* **Required action**
In the data below, which lines hold the word "having"? Copy them.

* **Excerpted data**
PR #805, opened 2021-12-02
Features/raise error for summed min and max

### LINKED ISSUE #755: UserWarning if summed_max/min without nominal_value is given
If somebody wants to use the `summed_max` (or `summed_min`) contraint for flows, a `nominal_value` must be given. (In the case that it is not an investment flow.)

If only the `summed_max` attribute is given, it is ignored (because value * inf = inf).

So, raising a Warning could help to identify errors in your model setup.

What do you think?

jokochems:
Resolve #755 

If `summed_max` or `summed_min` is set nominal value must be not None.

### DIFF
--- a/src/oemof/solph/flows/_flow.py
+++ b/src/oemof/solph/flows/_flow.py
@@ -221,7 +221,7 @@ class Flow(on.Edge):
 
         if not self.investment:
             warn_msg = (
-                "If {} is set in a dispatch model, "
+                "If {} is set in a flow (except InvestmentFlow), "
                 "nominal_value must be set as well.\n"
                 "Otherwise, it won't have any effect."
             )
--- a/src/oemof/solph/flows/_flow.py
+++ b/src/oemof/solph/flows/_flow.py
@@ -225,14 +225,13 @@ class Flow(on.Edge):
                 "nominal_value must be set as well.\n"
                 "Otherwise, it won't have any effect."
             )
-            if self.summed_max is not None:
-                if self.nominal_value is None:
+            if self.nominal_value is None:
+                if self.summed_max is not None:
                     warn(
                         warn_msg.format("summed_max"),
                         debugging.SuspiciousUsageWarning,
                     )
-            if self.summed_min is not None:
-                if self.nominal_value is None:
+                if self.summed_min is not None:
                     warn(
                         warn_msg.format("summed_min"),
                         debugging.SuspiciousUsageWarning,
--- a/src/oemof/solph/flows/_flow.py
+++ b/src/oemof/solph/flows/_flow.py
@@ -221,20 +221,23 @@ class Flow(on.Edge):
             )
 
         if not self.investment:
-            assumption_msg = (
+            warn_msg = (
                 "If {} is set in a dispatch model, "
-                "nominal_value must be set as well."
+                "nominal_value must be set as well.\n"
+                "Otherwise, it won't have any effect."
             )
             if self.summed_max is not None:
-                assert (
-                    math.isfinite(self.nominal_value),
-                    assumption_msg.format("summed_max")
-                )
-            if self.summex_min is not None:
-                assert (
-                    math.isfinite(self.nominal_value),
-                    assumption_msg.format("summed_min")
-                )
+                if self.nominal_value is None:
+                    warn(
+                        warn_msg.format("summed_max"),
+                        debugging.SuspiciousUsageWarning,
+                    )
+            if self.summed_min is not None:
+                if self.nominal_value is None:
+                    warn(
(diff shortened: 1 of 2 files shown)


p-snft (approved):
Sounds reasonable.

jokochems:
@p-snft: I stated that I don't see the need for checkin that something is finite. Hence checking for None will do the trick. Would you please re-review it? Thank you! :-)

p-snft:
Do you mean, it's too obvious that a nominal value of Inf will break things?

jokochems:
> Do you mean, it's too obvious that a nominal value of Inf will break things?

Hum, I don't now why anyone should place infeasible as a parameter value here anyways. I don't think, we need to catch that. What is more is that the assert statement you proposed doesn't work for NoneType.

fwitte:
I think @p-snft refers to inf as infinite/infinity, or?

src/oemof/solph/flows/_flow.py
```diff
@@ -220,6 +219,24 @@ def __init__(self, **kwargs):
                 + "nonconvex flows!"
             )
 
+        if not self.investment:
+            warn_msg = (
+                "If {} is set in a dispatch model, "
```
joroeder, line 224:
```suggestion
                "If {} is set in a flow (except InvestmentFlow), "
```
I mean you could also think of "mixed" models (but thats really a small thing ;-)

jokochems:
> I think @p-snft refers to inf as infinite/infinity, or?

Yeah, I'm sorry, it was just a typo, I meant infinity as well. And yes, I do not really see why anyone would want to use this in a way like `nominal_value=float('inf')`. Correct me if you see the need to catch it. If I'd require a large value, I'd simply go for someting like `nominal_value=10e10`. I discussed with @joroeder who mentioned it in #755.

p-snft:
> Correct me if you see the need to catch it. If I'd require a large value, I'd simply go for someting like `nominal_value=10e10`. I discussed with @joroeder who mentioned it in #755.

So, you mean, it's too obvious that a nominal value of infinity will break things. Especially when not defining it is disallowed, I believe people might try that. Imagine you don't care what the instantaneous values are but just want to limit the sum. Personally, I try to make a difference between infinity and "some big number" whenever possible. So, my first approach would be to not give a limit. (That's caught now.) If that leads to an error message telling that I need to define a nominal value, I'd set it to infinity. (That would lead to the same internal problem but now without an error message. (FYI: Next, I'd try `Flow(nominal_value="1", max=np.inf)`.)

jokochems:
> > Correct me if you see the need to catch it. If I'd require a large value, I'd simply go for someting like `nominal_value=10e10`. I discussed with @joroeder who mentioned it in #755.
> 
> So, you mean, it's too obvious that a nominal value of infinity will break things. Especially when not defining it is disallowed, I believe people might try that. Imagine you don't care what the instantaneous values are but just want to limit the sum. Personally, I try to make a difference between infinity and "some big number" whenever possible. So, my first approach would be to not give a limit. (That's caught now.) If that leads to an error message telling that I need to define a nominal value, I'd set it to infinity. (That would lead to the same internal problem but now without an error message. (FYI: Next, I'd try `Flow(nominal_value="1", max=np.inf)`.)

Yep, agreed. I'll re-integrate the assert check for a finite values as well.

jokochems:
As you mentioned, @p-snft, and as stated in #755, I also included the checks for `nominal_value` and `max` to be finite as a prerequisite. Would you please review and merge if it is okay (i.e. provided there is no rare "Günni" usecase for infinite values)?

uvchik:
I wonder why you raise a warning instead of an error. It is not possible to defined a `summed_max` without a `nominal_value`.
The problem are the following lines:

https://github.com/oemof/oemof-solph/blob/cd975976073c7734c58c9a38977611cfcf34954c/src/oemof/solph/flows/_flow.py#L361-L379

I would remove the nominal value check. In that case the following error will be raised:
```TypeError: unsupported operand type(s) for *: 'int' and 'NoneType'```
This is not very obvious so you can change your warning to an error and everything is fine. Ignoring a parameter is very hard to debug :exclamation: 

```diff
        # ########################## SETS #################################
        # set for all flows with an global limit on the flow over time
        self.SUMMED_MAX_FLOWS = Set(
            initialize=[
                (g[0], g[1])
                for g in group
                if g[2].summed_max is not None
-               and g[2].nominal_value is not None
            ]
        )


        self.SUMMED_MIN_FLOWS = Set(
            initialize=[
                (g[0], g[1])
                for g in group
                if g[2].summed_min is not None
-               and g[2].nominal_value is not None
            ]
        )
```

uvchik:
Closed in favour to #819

---

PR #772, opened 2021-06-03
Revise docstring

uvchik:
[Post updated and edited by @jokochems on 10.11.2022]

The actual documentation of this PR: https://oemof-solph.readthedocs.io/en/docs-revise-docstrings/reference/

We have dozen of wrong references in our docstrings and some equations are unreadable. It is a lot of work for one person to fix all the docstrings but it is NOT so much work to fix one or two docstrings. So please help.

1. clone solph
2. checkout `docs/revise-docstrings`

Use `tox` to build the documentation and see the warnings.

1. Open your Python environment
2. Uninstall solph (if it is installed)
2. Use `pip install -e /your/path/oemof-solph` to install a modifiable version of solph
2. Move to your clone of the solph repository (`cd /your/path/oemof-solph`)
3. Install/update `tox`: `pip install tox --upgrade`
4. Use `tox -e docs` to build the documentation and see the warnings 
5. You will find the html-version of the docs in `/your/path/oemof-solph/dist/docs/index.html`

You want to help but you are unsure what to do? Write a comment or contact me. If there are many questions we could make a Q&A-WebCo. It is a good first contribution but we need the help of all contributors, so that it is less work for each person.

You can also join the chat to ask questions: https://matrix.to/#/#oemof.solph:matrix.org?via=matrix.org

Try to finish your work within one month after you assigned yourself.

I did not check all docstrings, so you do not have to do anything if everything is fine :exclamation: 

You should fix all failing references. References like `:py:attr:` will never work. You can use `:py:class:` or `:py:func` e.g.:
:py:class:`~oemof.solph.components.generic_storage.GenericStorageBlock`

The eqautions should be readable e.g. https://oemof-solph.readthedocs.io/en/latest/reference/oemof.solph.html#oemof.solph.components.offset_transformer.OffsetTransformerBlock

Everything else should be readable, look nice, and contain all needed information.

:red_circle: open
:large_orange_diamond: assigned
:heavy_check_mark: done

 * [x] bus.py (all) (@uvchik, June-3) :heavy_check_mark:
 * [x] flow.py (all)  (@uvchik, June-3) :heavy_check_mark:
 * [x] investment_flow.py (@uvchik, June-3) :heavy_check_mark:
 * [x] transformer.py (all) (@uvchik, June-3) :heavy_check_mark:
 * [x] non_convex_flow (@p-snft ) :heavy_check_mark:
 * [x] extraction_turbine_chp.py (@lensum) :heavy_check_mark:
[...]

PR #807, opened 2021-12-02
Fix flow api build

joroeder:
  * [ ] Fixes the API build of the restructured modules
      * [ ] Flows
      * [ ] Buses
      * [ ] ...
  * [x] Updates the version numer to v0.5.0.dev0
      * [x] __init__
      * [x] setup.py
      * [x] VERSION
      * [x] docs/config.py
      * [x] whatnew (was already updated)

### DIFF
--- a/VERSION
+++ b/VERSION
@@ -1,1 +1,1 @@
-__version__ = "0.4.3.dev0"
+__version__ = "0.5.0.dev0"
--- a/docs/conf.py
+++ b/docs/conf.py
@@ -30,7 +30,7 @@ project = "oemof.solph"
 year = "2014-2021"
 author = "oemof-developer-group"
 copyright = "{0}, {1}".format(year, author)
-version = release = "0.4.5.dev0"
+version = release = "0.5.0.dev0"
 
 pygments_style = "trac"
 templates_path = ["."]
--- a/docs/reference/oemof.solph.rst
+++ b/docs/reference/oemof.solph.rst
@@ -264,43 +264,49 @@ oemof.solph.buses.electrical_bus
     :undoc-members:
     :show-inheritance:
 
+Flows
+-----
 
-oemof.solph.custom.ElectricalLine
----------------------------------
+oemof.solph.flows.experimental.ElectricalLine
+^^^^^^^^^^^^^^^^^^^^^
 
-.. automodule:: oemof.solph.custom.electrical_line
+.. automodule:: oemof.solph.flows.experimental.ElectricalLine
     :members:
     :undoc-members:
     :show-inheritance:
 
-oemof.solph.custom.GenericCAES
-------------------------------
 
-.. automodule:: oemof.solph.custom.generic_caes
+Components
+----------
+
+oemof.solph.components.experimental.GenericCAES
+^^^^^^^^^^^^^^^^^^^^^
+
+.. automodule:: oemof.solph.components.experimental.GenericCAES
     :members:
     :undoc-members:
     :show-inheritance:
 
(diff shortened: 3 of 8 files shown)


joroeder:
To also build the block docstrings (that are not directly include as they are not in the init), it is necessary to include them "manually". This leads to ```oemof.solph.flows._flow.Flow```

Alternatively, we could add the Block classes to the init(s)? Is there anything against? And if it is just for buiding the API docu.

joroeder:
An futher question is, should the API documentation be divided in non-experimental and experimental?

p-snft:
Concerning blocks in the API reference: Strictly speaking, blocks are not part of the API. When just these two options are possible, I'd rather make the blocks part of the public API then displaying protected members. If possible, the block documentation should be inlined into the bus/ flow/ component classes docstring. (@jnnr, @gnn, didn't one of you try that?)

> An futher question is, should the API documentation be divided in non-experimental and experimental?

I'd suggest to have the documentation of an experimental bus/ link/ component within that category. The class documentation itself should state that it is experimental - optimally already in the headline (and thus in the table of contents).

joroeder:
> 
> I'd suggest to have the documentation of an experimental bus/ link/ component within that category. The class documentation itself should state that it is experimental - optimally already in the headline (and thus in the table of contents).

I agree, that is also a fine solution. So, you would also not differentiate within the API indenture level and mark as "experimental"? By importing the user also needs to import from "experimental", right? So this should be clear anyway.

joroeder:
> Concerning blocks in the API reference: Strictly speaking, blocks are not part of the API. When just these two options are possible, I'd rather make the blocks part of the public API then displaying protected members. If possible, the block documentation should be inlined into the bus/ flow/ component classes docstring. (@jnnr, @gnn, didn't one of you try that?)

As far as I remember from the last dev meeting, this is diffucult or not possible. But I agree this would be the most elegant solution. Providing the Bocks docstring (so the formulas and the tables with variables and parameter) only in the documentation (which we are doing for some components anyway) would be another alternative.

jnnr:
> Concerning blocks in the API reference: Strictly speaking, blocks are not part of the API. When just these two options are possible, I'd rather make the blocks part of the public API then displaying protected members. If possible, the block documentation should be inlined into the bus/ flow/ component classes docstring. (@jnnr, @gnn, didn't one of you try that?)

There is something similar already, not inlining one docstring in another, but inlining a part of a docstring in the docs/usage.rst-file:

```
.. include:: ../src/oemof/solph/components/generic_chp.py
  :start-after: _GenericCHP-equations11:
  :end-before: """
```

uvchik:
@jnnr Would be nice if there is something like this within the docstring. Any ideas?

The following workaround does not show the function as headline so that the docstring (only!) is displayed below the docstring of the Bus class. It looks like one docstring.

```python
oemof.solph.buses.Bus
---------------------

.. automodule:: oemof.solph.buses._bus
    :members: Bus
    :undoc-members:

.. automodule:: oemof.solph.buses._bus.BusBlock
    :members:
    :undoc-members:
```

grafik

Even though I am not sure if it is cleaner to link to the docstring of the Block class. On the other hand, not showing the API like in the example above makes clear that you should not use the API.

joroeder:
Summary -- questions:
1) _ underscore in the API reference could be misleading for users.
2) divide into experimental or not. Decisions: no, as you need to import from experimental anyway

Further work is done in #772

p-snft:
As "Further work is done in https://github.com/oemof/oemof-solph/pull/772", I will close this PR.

...

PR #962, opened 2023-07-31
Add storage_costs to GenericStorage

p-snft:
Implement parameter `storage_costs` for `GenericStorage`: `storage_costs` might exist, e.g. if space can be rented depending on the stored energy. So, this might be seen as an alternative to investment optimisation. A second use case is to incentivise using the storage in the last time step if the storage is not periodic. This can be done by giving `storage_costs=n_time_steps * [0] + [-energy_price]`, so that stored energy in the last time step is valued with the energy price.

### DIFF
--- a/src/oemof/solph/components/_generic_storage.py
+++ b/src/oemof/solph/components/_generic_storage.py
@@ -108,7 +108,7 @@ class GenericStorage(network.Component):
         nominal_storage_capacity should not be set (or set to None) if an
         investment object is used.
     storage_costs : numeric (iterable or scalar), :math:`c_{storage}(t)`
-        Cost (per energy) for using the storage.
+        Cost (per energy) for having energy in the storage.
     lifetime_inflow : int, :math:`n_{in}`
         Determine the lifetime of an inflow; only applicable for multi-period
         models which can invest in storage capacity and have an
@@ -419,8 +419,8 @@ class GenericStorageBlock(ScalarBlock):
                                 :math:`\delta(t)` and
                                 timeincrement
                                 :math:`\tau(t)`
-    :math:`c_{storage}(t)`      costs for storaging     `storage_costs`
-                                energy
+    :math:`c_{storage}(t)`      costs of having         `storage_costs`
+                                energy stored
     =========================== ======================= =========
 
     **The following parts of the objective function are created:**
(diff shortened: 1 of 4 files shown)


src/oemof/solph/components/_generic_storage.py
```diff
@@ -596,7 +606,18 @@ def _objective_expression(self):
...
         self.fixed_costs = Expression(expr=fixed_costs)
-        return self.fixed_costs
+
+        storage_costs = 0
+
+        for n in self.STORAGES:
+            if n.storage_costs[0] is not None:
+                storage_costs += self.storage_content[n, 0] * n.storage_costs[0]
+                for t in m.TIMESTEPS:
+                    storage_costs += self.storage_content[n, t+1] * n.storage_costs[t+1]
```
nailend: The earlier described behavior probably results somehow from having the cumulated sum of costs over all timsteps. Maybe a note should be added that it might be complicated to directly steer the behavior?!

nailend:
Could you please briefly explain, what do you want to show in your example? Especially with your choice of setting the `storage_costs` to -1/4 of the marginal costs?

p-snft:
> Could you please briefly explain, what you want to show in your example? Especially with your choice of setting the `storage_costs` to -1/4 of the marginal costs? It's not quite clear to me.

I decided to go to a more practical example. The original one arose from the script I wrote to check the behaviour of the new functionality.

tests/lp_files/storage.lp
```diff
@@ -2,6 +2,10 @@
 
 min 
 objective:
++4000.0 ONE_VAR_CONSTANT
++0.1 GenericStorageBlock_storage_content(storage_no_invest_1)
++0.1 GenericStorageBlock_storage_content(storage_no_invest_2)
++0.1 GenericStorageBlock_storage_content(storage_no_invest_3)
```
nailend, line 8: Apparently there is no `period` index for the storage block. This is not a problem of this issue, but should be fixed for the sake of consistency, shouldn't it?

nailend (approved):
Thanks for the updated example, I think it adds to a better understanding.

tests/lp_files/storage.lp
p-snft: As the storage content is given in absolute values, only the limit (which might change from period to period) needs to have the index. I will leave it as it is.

* **Written reply**
+        Cost (per energy) for having energy in the storage.
+    :math:`c_{storage}(t)`      costs of having         `storage_costs`
nailend: The earlier described behavior probably results somehow from having the cumulated sum of costs over all timsteps. Maybe a note should be added that it might be complicated to directly steer the behavior?!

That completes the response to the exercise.